先日、谷中霊園のさくら通り沿いを北に歩いていくと、五重塔跡を越えて直ぐ、通りの左手に堀切善次郎氏の墓があった。
昨年11月に飯坂温泉(福島市飯坂町)に行った時に、生家の旧堀切邸を見ている。
【旧堀切邸概要】 説明板より
堀切家は、1578(天正6)年に梅山太郎左衛門が、若狭(現在の福井県)からこの地に移り住んだのが始まりと言われています。
「堀切」の名は、屋敷の西を流れていた赤川に由来しており、赤川が大雨で氾濫した時、堀を切って被害を食い止めたことから、地名を堀切とし、堀切氏と称したと伝えられています。
江戸時代、堀切家は大庄屋として財力を蓄え、飢饉時の農民救済など地域の経済に大きく貢献しました。
現在の屋敷面積は、4,084㎡ですが、1880(明治13)年以前には約2倍以上あったと伝えられています。

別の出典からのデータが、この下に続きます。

PR #512, opened 2026-04-23
Add support for robots.txt

### LINKED ISSUE #434: Check and respect robots.txt
I've just encountered a project that responds 403 Forbidden to requests with FEDC's User-Agent. Once I realised this was what was happening, I experimented with a few different user-agents for a few minutes, and then my IP address was blocklisted by the web server, which no longer responds to TCP connection attempts.

Searching the project's forum (via a VPN!) I came across [this thread](https://forum.filezilla-project.org/viewtopic.php?f=1&t=55764&p=183884&hilit=403#p183880) where the author refers to:

> automated third-party software in your network that disregards robots.txt or HTTP 403.

I checked the project's robots.txt and there is nothing there that the tools I was using (fedc, wget, and Debian's uscan) were disobeying. But it's true that FEDC does not check robots.txt. It probably should, with a per-domain cache that would ideally persist between runs of the tool.

bbhtt:
Fixes https://github.com/flathub-infra/flatpak-external-data-checker/issues/434


bbhtt:
I need to do some digging and figure out which checkers to enable/disable this for and probably add some argument to override.

```
→ curl -s https://api.snapcraft.io/robots.txt                                                                                                                   
User-agent: *
Disallow: /
```

bbhtt:
GitHub, Gitlab also blocks necessary paths commonly used for all U/As. PyPI chromium, rust, snapcraft blocks things entirely

I will make this opt-in on per source and gloabl basis instead.

bbhtt:
Left the boilerplate mock patches the checker tests in case later we enable...

bbhtt:
can I get reviews for these? cc @wjt

wjt:
The code looks fine. It is a bit weird to implement this but then ignore robots.txt because half of the APIs we hit block the API in robots.txt. (e.g. https://pypi.org/robots.txt matches all the /json endpoints documented in https://docs.pypi.org/api/json/ - what's the point of an API if not for a robot? Maybe fedc is not considered a robot in this case?)

bbhtt:
Not quite sure but it does make the feature a bit useless.

PR #524, opened 2026-06-11
Add minimal pyproject.toml and use uv & ruff

bbhtt:
There's a million different errors from ruff and mypy as I enabled strict mode. Those will need fixing one by one, otherwise this should be the mostly ready setup.

```
This also switches to ruff for formatting and linting replacing
black and flake8

The benefits are:

- CI can be greatly simplified
- Easy to set up the linting and formatting env locally
- Upgrading / managing dev dependencies becomes easier
- uv allows to set up venvs with selected python versions easily
  which is perfect for a project using some aging dependencies
  and running / being tested in a very selected slow moving
  environment such as Debian stable

Benefits of ruff:

- Contains a vast number of rules and lints covering pylint, flake8
  etc.
- Unifies formatting and linting workflow
```


bbhtt:
It would have nice to use the full checks of mypy strict mode, it's what I use elsewhere, it does get a verbose but it helps in the long run. but there's a lot of code here and changing everything here is not a good idea. I ended up disabling no-untyped-def, no-untyped-call and type-arg.

bbhtt:
The problem with not type hinting all definitions is later we have to narrow types with assert,cast etc, which I find is "dumb", and when it is ignored, people will spam those instead of adding the actual fix - adding the type hints. But it is what it is...

Would be nice to have a review for this soon, otherwise it will infinitely conflict with everything.

PR #528, opened 2026-06-13
anityachecker: Propagate latest_version_created_on as timestamp

### LINKED ISSUE #507: Add timestamp-query support to AnityaChecker when upstream exposes the information in API
I'm encountering #477 on https://github.com/flathub/io.github.go_musicfox.go-musicfox because the Anitya checker is missing the `timestamp-query` argument to specify using the release date as the timestamp.

Anitya seems to expose this information on their site, so amending the API should be possbile.

Or perhaps the best course of action is to migrate from Anitya to the JSON checker?

bbhtt:
Fixes: https://github.com/flathub-infra/flatpak-external-data-checker/issues/507

### DIFF
--- a/src/checkers/anityachecker.py
+++ b/src/checkers/anityachecker.py
@@ -1,4 +1,6 @@
 import logging
+import re
+from datetime import datetime, timezone
 
 from yarl import URL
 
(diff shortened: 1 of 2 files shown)


bbhtt:
Managed to test this today.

主屋は、火災にあった明治13年の翌年に再建された近代和風住宅です。屋敷内には、1775(安永4)年に建築された県内で現存する建立年代が明確な最古の十間蔵や当寺の生活を伝える建物が見られます。
堀切家では、14代良平の長男で我が国の近代政治史にその名を残す堀切善兵衛(衆議院議長、駐イタリア大使)、そして関東大震災後の東京復興に尽力した次弟、善次郎(東京市長、内務大臣、東京福島県人会長)、福島の経済界に大きな役割を果たした末弟、久五郎(衆議院議員)を排出しました。
【近代国家に尽くした堀切家 堀切善次郎】説明板より
●堀切善次郎は明治17年9月2日生まれ、1909(明治42)年東京帝国大学法科を首席で卒業し、同年8月内務省に入りました。関東大震災直後の1923(大正12)年都市計画局長となり、翌年土木局長を兼務し、大正14年神奈川県知事に就任しましたが、翌年若槻内閣の復興局長官として、関東大震災後の帝都復興に尽力し、1929(昭和4)年東京市長(官選)に就任しました。

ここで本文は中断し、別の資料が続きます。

PR #864, opened 2020-09-16
Secure defaults XSS rules for Express.js

minusworld:
# XSS Prevention in Express.js

Conditions:

1. User input (reflected, stored)
2. Variable sent outside of template context
3. Variable is unescaped in template
4. Variable in dangerous location in template

### 2. Variable sent outside of template context

* Sending data directly to user
    * `res.send(...)`
    * `res.write(...)`
        * use `res.render(<template>, ...)` instead

### 3. Variable is unescaped in template

* Jade & Pug
    * `!=` operator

●昭和5年退任後、拓務次官、法制局長官、資源局長官、貴族院議員、内閣書記官長(今の官房長官)で腕をふるい昭和8年貴族議員となりました。昭和9年9月東郷元帥の国葬にあたっては、葬儀委員長に命じられました。
●戦後の1945(昭和20)年幣原内閣の内務大臣に就任、戦後処理に手腕を発揮しました。
●昭和29年東京都公安委員長に選ばれ、5期15年つとめ、この間母校早稲田中学、同高校校長にも就任しました。

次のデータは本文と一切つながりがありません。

PR #867, opened 2020-09-18
Java servlets

colleend:


java/servlets/security/cookie-issecure-false.yaml
```diff
@@ -0,0 +1,27 @@
+rules:
+- id: cookie-issecure-false
+  patterns:
+  - pattern-either:
```
mschwager: Nit: we don't need this `pattern-either`. It makes it a little confusing as to which patterns are being `AND`'ed.

java/servlets/security/cookie-issecure-false.yaml
```diff
@@ -0,0 +1,27 @@
...
+        ...
+  - pattern-not-inside: |
+      $COOKIE = new Cookie(...);
+      ...
+      $COOKIE.setSecure(true);
+  message: |
+    Default session middleware settings: `setSecure` not set to true. 
+    This ensures that the cookie is sent only over HTTPS to prevent cross-site scripting attacks.
+  fix-regex:
+    regex: 'false'
```
mschwager: Should we be a little tighter on the bounds where `false` can occur? E.g. `\(false\)` -> `\(true\)`? My concern is that any `false` that occurs in the `pattern` via the ellipsis operator will be fixed, not necessarily just a `setSecure(false)`.

mschwager:
Is this PR supposed to have 67 commits? I think you need to rebase on `develop`.

java/servlets/security/cookie-issecure-false.yaml
colleend: good point -- I'll change this.

colleend:
I've been having issues rebasing on develop 😱 but i'll try again after this

PR #875, opened 2020-09-22
fix FPs in explicit-unescape for Ejs and Mustache in JavaScript

inkz:
in Ejs and Mustache the common case for using raw output for including parts of the template, e.g.
```
 <%- include('user/show', {user: user}); %>
```


colleend (approved):
lgtm

PR #876, opened 2020-09-22
fix FPs for Ejs and Mustache in JavaScript

inkz:
1. Mustache rules should also apply to Handlebars templates, so I added coverage for `.hbs` files
from docs: (and experience :))
https://handlebarsjs.com/
```
Handlebars is largely compatible with Mustache templates. In most cases it is possible to swap out Mustache with Handlebars and continue using your current templates.
```

2. lots of false positives on the platform for situations like this:
```html
<script src="app.js"></script>
<%= title %>
<script src="script.js"></script>
```


minusworld (approved):
nice. I was having a hard time getting var-in-script-tag to work!!

inkz:
updated regexes :+1:

minusworld:
lgtm 👍

PR #884, opened 2020-09-22
insecureskipverify rule, strange we didn't have that before

colleend:


minusworld (approved):
lol, yeah, I guess we just had snippets of them but never official rules. 🤷‍♂️

inkz (approved):
:+1:

PR #889, opened 2020-09-24
update disallow-old-tls rules for nodejs

inkz:
crypto constats in Node.js also can be found in a `constants` module, which is deprecated, but still used
https://github.com/nodejs/node/blob/master/lib/constants.js


colleend (approved):
YASSS

PR #891, opened 2020-10-01
Ignore NullBooleanField for django's nontext field must set null=True

thornycrackers:
I know NullBooleanField is being deprecated in 3.1 but older projects can still use it so probably best to have it ignored by the rule.


minusworld (approved):
Cool, looks good! Thank you!

PR #896, opened 2020-10-05
sqlalchemy sql injection rules

colleend:
would be nice if we could use metavariable regex, but this somehow causes matching to fail.


inkz (approved):
:+1:

mschwager:
> would be nice if we could use metavariable regex, but this somehow causes matching to fail.

Can you elaborate on this? I would expect `metavariable-regex` to work here. E.g. we could simplify the rules greatly if we did a `regex: (distinct|group_by|filter|...)` instead of multiple different rules.

Also, do we care if the `format` input came from a function argument? In other words, should we instead catch any string being passed to `distinct|filter|etc`, not just `format` calls? I think any string being passed to these dangerous functions could lead to SQLi, not just arguments that are `format`ed. Thoughts?

colleend:
When I substituted order_by, group_by, etc with a metavariable, semgrep gives no matches. This is probably a matching bug, and I've filed a similar issue so I'll try to take some time this week and see if I can resolve the issue.

The same problem happens when substituting 'format' with a metavariable -- it leads to no matches. Would be nice if we could use deep matching in order to catch inputs that are passed into distinct, filter, etc, but if we do that we would match some safe calls (such as filter(cls.id == id, cls.info == info)) etc. I tried to do it that way, but having an and-not clause with the deep matching operator doesn't seem to be working. This is probably another matching bug 😓 

It might take a while to fix the metavariable/deep operator matching issues, so I'm thinking of pushing these rules now and later coming back to edit them.

mschwager:
I'm still unsure if I'm understanding correctly. Can you provide an example where Semgrep isn't catching what you'd expect? Also, what is the similar issue you created?

If we're having matching issues or deep expression deficiencies we should file bugs. Linking everything together and creating issues will help ensure we're tracking everything and that we cover all expected cases :+1:

colleend:
The issue I filed is: https://github.com/returntocorp/semgrep/issues/1776. 

So ideally, something like this would be nice: https://dev.semgrep.dev/s/z8Lz/, but the pattern-not isn't doing what's expected.

mschwager:
Ahh, interesting! Yeah, I think that's definitely a good use-case for the deep expression operator.

My only suggestion here would be: if we have any plans to combine all these rules into a single rule file in the future we may want to do so now. Otherwise combining into a single file in the future will change the full rule-id path, which breaks things like rulesets and `nosem`.

Other than that, this looks like a good first pass on sending strings to dangerous sqlalchemy functions :+1:

mschwager (approved):

colleend:
ohh I see! sounds good, I'll combine them into a single rule file. I also looked more into it, and apparently the reason why metavariable matching wasn't working for me was because I accidentally named 2 metavariables the same thing 😓 I'll refactor and then merge!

●三代目東京福島県人会長、昭和44年勲一等旭日大綬章、同47年第1回県外在住者知事表彰がおくられ、昭和54年11月1日95歳で死去。
「早稲田中学校創立60周年記念録」(発行兼編集 堀切善次郎 昭和30年11月発行)および
「早中七十周年記念録‐早中明治物語」(鈴木秀枝 昭和40年) を参考に、
堀切善次郎は福島県飯坂町の豪家に生まれ、郷里の小学校高等科を卒業して明治31年15才の時に上京した。父良平はかねてより福沢諭吉に私淑し、又人格の高潔なところから、大隈重信に深く尊敬の念を抱いていた。そこで、長男の善兵衛を慶応義塾に学ばせたが、次男の善次郎は是非大隈の学校で教育を受けさせたいと思っていた。そのような時に、大隈が中学校をつくったとのことを知り、急いで善次郎を伴って上京した。最初大久保余丁町の坪内雄蔵(逍遥)宅に紹介状を持たずに飛び込み、福島県から上京した由を述べると、暫らくして坪内は「それでは学校へ行ってみょう」と学校へ同行し、増子喜一郎を紹介した。増子は事務室の隣の教室の一隅で、善次郎にナショナルーリーダーを読ませて試験をした。増子は、そこで待つ父親に善次郎の入学許可を告げたという。
増子喜一郎は、開校当時より、事務幹事兼寄宿舎々監の任にあり、かなりの権限を与えられ、上からも下からも信頼を受けていたようである。
父・良平は善次郎を増子が舎監を務める寄宿舎に入れたいと願ったが、既に満員の状態であったので、体操教師岡田英定か喜久井町一番地の自宅に主宰する精華塾に入れることになった。夏目漱石が誕生した家であったらしい。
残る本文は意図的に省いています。